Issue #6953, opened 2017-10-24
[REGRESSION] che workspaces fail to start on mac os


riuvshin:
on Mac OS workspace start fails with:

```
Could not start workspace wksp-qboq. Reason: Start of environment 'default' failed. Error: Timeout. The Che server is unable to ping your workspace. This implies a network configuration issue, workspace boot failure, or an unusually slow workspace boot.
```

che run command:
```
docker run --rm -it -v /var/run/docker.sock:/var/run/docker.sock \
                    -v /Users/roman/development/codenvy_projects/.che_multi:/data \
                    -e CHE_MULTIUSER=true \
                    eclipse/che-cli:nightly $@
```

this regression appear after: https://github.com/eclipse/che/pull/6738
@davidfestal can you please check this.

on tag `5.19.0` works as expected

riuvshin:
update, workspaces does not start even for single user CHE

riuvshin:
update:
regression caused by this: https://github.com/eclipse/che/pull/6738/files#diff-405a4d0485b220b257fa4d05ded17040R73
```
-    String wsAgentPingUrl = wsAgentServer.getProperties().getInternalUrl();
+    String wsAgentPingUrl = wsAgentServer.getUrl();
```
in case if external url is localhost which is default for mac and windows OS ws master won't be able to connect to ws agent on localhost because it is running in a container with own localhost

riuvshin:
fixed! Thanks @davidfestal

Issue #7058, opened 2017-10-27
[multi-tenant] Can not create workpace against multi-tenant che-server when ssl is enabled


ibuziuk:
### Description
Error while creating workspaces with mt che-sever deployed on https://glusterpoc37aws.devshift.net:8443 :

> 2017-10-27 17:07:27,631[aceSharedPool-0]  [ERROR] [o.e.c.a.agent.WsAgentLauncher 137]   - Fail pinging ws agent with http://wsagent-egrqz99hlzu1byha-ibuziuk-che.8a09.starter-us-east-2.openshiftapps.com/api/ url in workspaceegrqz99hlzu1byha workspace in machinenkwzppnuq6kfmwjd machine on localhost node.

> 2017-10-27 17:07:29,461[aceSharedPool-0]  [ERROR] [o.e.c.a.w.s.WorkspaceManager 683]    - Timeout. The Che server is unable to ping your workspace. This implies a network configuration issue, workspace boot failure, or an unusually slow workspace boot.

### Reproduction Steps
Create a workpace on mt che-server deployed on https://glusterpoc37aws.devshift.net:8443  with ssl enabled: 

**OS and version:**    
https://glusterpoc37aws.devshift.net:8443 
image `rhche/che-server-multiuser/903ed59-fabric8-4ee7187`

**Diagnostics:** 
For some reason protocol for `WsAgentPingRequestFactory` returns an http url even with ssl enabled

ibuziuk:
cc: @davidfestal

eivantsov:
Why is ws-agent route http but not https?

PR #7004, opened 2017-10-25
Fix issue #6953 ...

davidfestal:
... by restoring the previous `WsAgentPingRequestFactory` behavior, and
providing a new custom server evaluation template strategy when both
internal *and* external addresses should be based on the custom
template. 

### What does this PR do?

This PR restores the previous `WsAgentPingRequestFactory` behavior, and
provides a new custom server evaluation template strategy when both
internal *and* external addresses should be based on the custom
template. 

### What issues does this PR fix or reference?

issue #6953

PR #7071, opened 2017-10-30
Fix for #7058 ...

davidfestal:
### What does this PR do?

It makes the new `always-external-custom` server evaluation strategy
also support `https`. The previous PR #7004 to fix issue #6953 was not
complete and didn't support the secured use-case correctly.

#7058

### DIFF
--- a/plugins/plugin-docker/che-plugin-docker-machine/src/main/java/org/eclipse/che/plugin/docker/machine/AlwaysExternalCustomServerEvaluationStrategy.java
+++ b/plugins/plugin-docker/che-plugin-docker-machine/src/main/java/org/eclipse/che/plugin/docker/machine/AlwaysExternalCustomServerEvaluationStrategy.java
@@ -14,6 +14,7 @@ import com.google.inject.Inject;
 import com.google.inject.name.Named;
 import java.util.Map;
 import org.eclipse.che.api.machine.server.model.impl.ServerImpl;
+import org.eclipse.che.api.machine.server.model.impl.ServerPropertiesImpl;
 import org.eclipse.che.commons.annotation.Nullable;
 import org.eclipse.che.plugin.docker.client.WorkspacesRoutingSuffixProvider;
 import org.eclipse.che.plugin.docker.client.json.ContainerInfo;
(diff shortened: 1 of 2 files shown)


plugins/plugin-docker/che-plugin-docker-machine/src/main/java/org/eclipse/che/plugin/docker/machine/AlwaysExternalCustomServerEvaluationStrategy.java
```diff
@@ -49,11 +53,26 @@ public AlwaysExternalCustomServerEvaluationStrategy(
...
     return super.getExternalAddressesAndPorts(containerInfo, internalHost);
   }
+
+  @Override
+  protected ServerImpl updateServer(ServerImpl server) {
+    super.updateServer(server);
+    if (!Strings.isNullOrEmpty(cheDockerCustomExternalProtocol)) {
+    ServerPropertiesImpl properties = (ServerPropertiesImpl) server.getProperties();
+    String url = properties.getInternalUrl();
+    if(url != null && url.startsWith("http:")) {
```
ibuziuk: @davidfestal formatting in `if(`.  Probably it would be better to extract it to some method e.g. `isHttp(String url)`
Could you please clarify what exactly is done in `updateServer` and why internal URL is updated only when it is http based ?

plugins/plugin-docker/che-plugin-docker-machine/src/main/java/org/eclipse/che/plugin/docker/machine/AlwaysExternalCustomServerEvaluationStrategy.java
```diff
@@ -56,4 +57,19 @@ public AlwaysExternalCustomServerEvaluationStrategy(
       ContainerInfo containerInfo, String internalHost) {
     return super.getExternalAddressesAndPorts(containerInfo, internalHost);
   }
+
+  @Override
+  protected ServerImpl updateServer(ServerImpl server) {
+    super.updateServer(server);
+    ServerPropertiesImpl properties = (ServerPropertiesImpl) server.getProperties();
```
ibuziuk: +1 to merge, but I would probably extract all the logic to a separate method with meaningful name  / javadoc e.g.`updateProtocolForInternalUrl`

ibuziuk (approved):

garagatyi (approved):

==

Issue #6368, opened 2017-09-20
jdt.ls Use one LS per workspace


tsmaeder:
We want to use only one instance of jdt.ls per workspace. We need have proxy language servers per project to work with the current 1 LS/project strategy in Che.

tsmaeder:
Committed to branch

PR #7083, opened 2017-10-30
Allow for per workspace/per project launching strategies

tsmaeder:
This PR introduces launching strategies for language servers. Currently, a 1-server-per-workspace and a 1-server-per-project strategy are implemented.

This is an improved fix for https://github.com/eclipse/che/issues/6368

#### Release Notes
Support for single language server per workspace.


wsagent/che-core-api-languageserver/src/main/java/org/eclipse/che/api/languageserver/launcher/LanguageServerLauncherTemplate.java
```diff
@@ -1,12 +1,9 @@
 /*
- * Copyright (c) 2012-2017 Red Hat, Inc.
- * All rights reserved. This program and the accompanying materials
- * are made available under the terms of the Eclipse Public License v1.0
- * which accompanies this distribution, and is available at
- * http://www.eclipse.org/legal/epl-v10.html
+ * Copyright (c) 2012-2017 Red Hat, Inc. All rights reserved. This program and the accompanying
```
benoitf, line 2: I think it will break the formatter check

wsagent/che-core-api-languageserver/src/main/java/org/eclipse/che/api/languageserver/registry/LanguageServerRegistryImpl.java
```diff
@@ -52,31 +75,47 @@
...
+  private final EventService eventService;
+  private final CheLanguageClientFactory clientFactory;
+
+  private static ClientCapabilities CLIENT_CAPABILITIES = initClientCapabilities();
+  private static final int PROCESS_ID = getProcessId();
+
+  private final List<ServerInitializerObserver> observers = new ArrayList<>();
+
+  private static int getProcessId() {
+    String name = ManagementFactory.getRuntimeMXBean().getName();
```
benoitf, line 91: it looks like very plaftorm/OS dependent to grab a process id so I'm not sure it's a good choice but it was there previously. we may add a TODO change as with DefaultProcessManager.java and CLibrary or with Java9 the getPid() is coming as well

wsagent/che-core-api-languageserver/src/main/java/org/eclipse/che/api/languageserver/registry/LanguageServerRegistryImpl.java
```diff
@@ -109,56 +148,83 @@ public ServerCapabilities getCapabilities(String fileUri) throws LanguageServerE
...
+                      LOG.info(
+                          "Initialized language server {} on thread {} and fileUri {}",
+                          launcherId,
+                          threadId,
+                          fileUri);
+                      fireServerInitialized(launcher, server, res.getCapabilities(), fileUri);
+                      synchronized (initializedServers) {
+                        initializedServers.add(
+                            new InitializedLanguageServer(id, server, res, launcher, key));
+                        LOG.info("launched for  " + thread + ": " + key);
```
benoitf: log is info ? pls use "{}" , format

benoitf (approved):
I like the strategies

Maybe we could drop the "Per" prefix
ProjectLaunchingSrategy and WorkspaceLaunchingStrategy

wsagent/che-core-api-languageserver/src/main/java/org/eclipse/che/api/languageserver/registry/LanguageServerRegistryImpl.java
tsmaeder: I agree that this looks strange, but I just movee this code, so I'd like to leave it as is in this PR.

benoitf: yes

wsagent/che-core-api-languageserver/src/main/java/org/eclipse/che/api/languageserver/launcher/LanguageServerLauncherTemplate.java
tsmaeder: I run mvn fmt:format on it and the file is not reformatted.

→ **ASSIGNMENT**: Please say how many lines of the material above include "final", giving that number and no other words.

→ **RESULT OF THE TASK**: 4